WORK TO BE COMPLETED
For the records that follow, please set down exactly the lines between the one holding "The validation happens" and the one holding "PR #497, opened 2022-02-01", inclusive, and only those.

Stored data:

==================================================

PR #495, opened 2022-01-27
OPERATOR-559 Migrate only if the annotation is set to true

piyush-nimbalkar:

Closes # https://portworx.atlassian.net/browse/OPERATOR-559

### DIFF
--- a/pkg/controller/storagecluster/storagecluster.go
+++ b/pkg/controller/storagecluster/storagecluster.go
@@ -248,8 +248,21 @@ func (c *Controller) Reconcile(ctx context.Context, request reconcile.Request) (
 }
 
 func (c *Controller) waitingForMigrationApproval(cluster *corev1.StorageCluster) bool {
-	_, migrationLabelPresent := cluster.Annotations[constants.AnnotationMigrationApproved]
-	return (migrationLabelPresent && cluster.Status.Phase == "") ||
+	label, migrationLabelPresent := cluster.Annotations[constants.AnnotationMigrationApproved]
+	if !migrationLabelPresent {
+		return false
+	}
+
+	approved, err := strconv.ParseBool(label)
+	if err != nil {
+		// Wait until valid boolean value is provided
+		return true
+	}
+
+	// Even if the migration is approved, wait for the status to come out of initial
+	// or waiting migration approval state. This gives time to the migration routine,
+	// to prepare the cluster for migration after the approval.
+	return !approved || cluster.Status.Phase == "" ||
 		cluster.Status.Phase == constants.PhaseAwaitingApproval
 }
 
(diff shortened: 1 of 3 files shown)


pkg/controller/storagecluster/storagecluster.go
```diff
@@ -248,8 +248,21 @@ func (c *Controller) Reconcile(ctx context.Context, request reconcile.Request) (
 }
 
 func (c *Controller) waitingForMigrationApproval(cluster *corev1.StorageCluster) bool {
```
haibinxie, line 250: use different event message when annotation is approved but status is still waitingForApproval. the time window for it to get into migrationInProgress may be long. you can return two bool to indicate the status.

piyush-nimbalkar: The time window is not long actually. We just label the node and then start the migration immediately. Will seem like an overkill in this case.

haibinxie: Backup should also be added prior to it later, and other stuff like validating if migration is possible or not. 

if user deploys op 1.7.0 will migration be triggered?

piyush-nimbalkar: The backup can happen after the status has been updated to InProgress and the node labels have been added. I guess we won't have to block the operator reconcile loop as long as the node labels have been updated. 
The validation happens when the StorageCluster is first created, which is when op 1.7.0 is installed.

haibinxie: Regarding op 1.7, the scenario i want to confirm is if user accident deploy op 1.7 with Daemonset, it should not start migration, is it the current behavior?

piyush-nimbalkar: The current behavior is that it will create the StorageCluster object but will wait in pending migration state. The user has to change the annotation to 'true' to trigger the actual migration.

piyush-nimbalkar: Now I am feeling if we should add a flag to the operator to disable the migration feature by default in 1.7.0. Wdyt?

dsupure: I incline to disable it by default.

haibinxie: a flag would be nice, or we can just disable by default, and when the feature is ready to release enable by default

piyush-nimbalkar: Done. Added a flag `--migration` which is set to false by default.

pure-jliao (approved):
LGTM! thanks!

haibinxie (approved):

PR #496, opened 2022-02-01
OPERATOR-554: change portworx pod dns policy to DNSClusterFirstWithHostNet bcz host…

haibinxie:
…network is true

Closes #

### DIFF
--- a/drivers/storage/portworx/deployment.go
+++ b/drivers/storage/portworx/deployment.go
@@ -261,6 +261,8 @@ func (p *portworx) GetStoragePodSpec(
 
 	containers := t.portworxContainer(cluster)
 	podSpec := v1.PodSpec{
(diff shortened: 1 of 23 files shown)


zoxpx (approved):
It would have been better to make the `dnsPolicy` configurable via the `StorageCluster` YAML in case we would need to modify it at customer's site -- but I'll take this change.

Thanks Michael

piyush-nimbalkar (approved):

piyush-nimbalkar:
@haibinxie I am surprised that no unit test failed. Can you check why existing tests do not catch this change and modify or add a new test for this?

haibinxie:
> @haibinxie I am surprised that no unit test failed. Can you check why existing tests do not catch this change and modify or add a new test for this?

dnspolicy was not compared in unit tests, i have added a commit to add it.

piyush-nimbalkar (approved):

PR #497, opened 2022-02-01
OPERATOR-499: add flag to set hostpid

haibinxie:

Closes #


zoxpx (approved):
Thanks Michael

piyush-nimbalkar (approved):
Can we add unit test for this too?

Note that changing this will not automatically bounce the px pods. The users will have to bounce the px pods one at at time. I guess it is okay for now as it is not a common flag.

haibinxie:
> Can we add unit test for this too?
> 
> Note that changing this will not automatically bounce the px pods. The users will have to bounce the px pods one at at time. I guess it is okay for now as it is not a common flag.

added

PR #502, opened 2022-02-07
Set image registry for ones that don't have it

nashant:
Adding the default docker.io registry to the start of the default of all
the images fixes a problem where GetImageURN swallows the image
namespacing

Remediates Pure portal ticket #01194532


nashant:
This one would have changed current behaviour

PR #505, opened 2022-02-08
Add preserveFullCustomRegistry to not swallow part of image

nashant:
This is to stop GetImageURN from swallowing part of the image tag when
setting a customImageRegistry with a / in it. Original behaviour is,
when a registry of `example.io/public` is used with an image of
`portworx/oci-monitor`, for the image to become
`emaple.io/public/oci-monitor`. Setting this to true will preserve the
full path and the image will be `example.io/public/portworx/oci-monitor`

Remediates Pure portal ticket #01194532

### DIFF
--- a/deploy/crds/core_v1_storagecluster_crd.yaml
+++ b/deploy/crds/core_v1_storagecluster_crd.yaml
@@ -88,6 +88,14 @@ spec:
                   Custom container image registry server that will be used instead of
                   index.docker.io to download Docker images. This may include the repository as well.
                   (Example: myregistry.net:5443 or myregistry.com/myrepository)
+              preserveFullCustomImageRegistry:
+                type: boolean
+                description: >-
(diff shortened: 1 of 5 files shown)


piyush-nimbalkar (approved):

piyush-nimbalkar:
Thank you for making the changes, @nashant!

nashant:
No problem whatsoever, that's the advantage of open source! When do you think you would be able to cut a release so we can crack on with our daemonset->operator migration?

piyush-nimbalkar:
We are planning to release 1.8.0 (with this change) around end of the next month. We will keep you posted through the internal channels.
Thanks again!

nashant:
Could you please cut a 1.7.1 release with just this commit? End of next month is no good to us, we're already well behind with migrating from daemonset to operator.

==================================================

RESULT OF THIS TASK
The validation happens when the StorageCluster is first created, which is when op 1.7.0 is installed.

haibinxie: Regarding op 1.7, the scenario i want to confirm is if user accident deploy op 1.7 with Daemonset, it should not start migration, is it the current behavior?

piyush-nimbalkar: The current behavior is that it will create the StorageCluster object but will wait in pending migration state. The user has to change the annotation to 'true' to trigger the actual migration.

piyush-nimbalkar: Now I am feeling if we should add a flag to the operator to disable the migration feature by default in 1.7.0. Wdyt?

dsupure: I incline to disable it by default.

haibinxie: a flag would be nice, or we can just disable by default, and when the feature is ready to release enable by default

piyush-nimbalkar: Done. Added a flag `--migration` which is set to false by default.

pure-jliao (approved):
LGTM! thanks!

haibinxie (approved):

PR #496, opened 2022-02-01
OPERATOR-554: change portworx pod dns policy to DNSClusterFirstWithHostNet bcz host…

haibinxie:
…network is true

Closes #

### DIFF
--- a/drivers/storage/portworx/deployment.go
+++ b/drivers/storage/portworx/deployment.go
@@ -261,6 +261,8 @@ func (p *portworx) GetStoragePodSpec(
 
 	containers := t.portworxContainer(cluster)
 	podSpec := v1.PodSpec{
(diff shortened: 1 of 23 files shown)


zoxpx (approved):
It would have been better to make the `dnsPolicy` configurable via the `StorageCluster` YAML in case we would need to modify it at customer's site -- but I'll take this change.

Thanks Michael

piyush-nimbalkar (approved):

piyush-nimbalkar:
@haibinxie I am surprised that no unit test failed. Can you check why existing tests do not catch this change and modify or add a new test for this?

haibinxie:
> @haibinxie I am surprised that no unit test failed. Can you check why existing tests do not catch this change and modify or add a new test for this?

dnspolicy was not compared in unit tests, i have added a commit to add it.

piyush-nimbalkar (approved):

PR #497, opened 2022-02-01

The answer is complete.